La surface de fonctionnalités d’Hermes Agent est absurdement longue : 60+ sous-commandes CLI, 80+ slash commands. Beaucoup d’utilisateurs chevronnés lancent hermes chat tous les jours sans remarquer toute l’étagère de sous-commandes « bien pratiques » juste à côté — certaines vous évitent de dire « continue » trois fois, l’une transforme Hermes en backend API pour n’importe quelle application, et d’autres rendent simplement votre terminal plus amusant.

Chaque astuce de cet article a été testée sur une installation réelle (ou vérifiée mot pour mot dans la documentation officielle). Aucune rumeur. Si vous avez lu notre précédent tour d’horizon des astuces de productivité, considérez ceci comme sa « suite avancée » — chaque point ici est un contenu nouveau.

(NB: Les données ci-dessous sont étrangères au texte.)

PR #95, opened 2020-02-23
Added CommandButtonSingleClickRenderer

### LINKED ISSUE #760: Add single click renderer for CommandButton
See https://github.com/primefaces/primefaces/issues/2521

jepsar:
Fix https://github.com/primefaces-extensions/primefaces-extensions.github.com/issues/760

See also https://github.com/primefaces-extensions/showcase/pull/23

### DIFF
--- a/src/main/java/org/primefaces/extensions/renderer/CommandButtonSingleClickRenderer.java
+++ b/src/main/java/org/primefaces/extensions/renderer/CommandButtonSingleClickRenderer.java
@@ -16,7 +16,6 @@
 package org.primefaces.extensions.renderer;
 
 import java.io.IOException;
-import java.util.stream.Stream;
 import javax.faces.component.UIComponent;
 import javax.faces.context.FacesContext;
 import org.primefaces.component.commandbutton.CommandButton;
@@ -30,8 +29,6 @@ import org.primefaces.component.commandbutton.CommandButtonRenderer;
  */
 public class CommandButtonSingleClickRenderer extends CommandButtonRenderer {
 
-    protected static final String[] CLASS_CONFIRM = {"ui-confirmdialog-yes", "ui-confirmdialog-no"};
-
     @Override
     public void encodeEnd(FacesContext context, UIComponent component) throws IOException {
         CommandButton button = (CommandButton) component;
@@ -44,8 +41,10 @@ public class CommandButtonSingleClickRenderer extends CommandButtonRenderer {
     }
 
     protected boolean isConfirmation(final CommandButton button) {
-        return button.getStyleClass() != null
-               && Stream.of(CLASS_CONFIRM).anyMatch(s -> s.contains(button.getStyleClass()));
+        String styleClass = button.getStyleClass();
+        return styleClass != null
+               && (styleClass.contains("ui-confirmdialog-yes")
+                   || styleClass.contains("ui-confirmdialog-no"));
     }
 
     protected String toggle(final String widgetVar, final boolean enabled) {
--- a/src/main/java/org/primefaces/extensions/renderer/CommandButtonSingleClickRenderer.java
+++ b/src/main/java/org/primefaces/extensions/renderer/CommandButtonSingleClickRenderer.java
@@ -21,7 +21,7 @@ import org.primefaces.component.commandbutton.CommandButton;
 import org.primefaces.component.commandbutton.CommandButtonRenderer;
 
 /**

1. /goal : dites-le une fois, laissez-le travailler jusqu’au bout

C’est l’astuce la plus sous-estimée. /goal donne à Hermes un objectif persistant qui survit aux tours de conversation : après chaque tour, un modèle juge léger vérifie si l’objectif est atteint. Sinon, Hermes réinjecte automatiquement une invite de continuation dans la même session et continue de travailler — jusqu’à ce que l’objectif soit atteint, que vous le mettiez en pause ou l’effaciez, ou que le budget de tours soit épuisé.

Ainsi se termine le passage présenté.